H pylori Raises Phosphate Binder Pill Burden in Dialysis

BUDAPEST, Hungary — Helicobacter pylori colonization can have a significant effect on duodenal acidity, and phosphate binder therapy is often needed before dialysis patients can meet target phosphate levels, investigators report.

“If patients are positive for H pylori and are not taking a PPI or sodium bicarbonate, they have a much higher phosphate binder pill burden — between six and nine pills a day,” said investigator Berfu Korucu, MD, from Gazi University in Ankara, Turkey.

However, in patients with H pylori taking a PPI or sodium bicarbonate and in patients not colonized with H pylori, that is reduced to about three to five pills a day, “which is much easier to take,” she told Medscape Medical News.

“I think it’s a great ‘out-of-the-box’ idea because it’s not intuitive to make the connection between H pylori colonization and its impact on phosphate absorption,” said session cochair Marc Vervloet, MD, PhD, from the University Medical Center in Amsterdam.

Korucu presented results from a study of dialysis patients who underwent gastric biopsy as part of their workup in advance of kidney transplantation here at the European Renal Association–European Dialysis and Transplant Association 56th Congress

Of the 255 study participants, 76 were colonized with H pylori and 179 were not. Some of these patients were taking a PPI or sodium bicarbonate 500 mg at least three times a day in the 3 months before gastric bypass and some were not.

“Both a PPI and sodium bicarbonate capsules were similarly effective in ameliorating the phosphate binder burden, presumably by restoring duodenal pH,” Korucu told delegates.

One-quarter to one-half of the world’s population is colonized with H pylori, which is the same prevalence as is found in the dialysis population, she pointed out.

Colonization Common

“People colonized by H pylori are usually asymptomatic,” Korucu added. “And regardless of how adherent patients are to their diet and dialysis, sometimes the pill burden can go up to 15 pills a day, which is way too much.”

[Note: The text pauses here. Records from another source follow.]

PR #1881, opened 2017-12-23
Fix join channel UI opening by itself

astorije:
Follow-up of #1836.

Without this, `target` was matching all of the lobby link, the "Join a channel..." button, and the join form submit button, causing the form to open on page load.
This change restricts to the first one.

### DIFF
--- a/client/js/socket-events/init.js
+++ b/client/js/socket-events/init.js
@@ -59,17 +59,17 @@ function openCorrectChannel(clientActive, serverActive) {
 
 	// Open last active channel
 	if (clientActive > 0) {
-		target = sidebar.find("[data-id='" + clientActive + "']");
+		target = sidebar.find(`.chan[data-id="${clientActive}"]`);
 	}
 
 	// Open window provided in location.hash
 	if (target.length === 0 && window.location.hash) {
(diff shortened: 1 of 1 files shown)


client/js/socket-events/init.js
```diff
@@ -59,17 +59,17 @@ function openCorrectChannel(clientActive, serverActive) {
...
 	// Open window provided in location.hash
 	if (target.length === 0 && window.location.hash) {
-		target = $("#footer, #sidebar").find("[data-target='" + escape(window.location.hash) + "']");
+		target = $("#footer, #sidebar").find(`.chan[data-target="${escape(window.location.hash)}"]`);
 	}
 
 	// Open last active channel according to the server
 	if (serverActive > 0 && target.length === 0) {
-		target = sidebar.find("[data-id='" + serverActive + "']");
+		target = sidebar.find(`.chan[data-id="${serverActive}"]`);
```
astorije: So, I could hit this block (by loading `http://localhost:9000/` which then adds the `#chan-X` fragment) and the previous one (by loading `http://localhost:9000/#chan-X`), but how do you reach the first one (`// Open last active channel`) and the last one (`// Open first available channel`)?
I couldn't find a way.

If evidence supports these early observations, it would be reasonable to screen dialysis patients for H pylori if they seem to need excessive amounts of phosphate binder to control phosphate levels, she suggested.

“The urea breath test has been shown to be very effective, even in dialysis patients, so you could confirm an H pylori diagnosis very easily,” Korucu explained.

Still, the uptake of phosphate occurs not just in the duodenal area of the gut, Vervloet pointed out, but also elsewhere in the gastrointestinal tract where it is unlikely that H pylori colonization would have any effect.

“The other issue,” he said, “is that dietary patterns may be connected to colonization of H pylori, and investigators did not adjust for dietary intake of phosphate.”

The parathyroid hormone is also an important contributor to phosphate concentration, so it is possible that parathyroid hormone might be related to the propensity to be colonized by H pylori.

“This is something that needs to be studied prospectively because, despite this study being a very nice idea,” Vervloet said, “it is also prone to residual confounding. It needs to be explored in subsequent studies.”

Korucu and Vervloet have disclosed no relevant financial relationships.

European Renal Association–European Dialysis and Transplant Association (ERA-EDTA) 56th Congress: Abstract FC022. Presented June 14, 2019.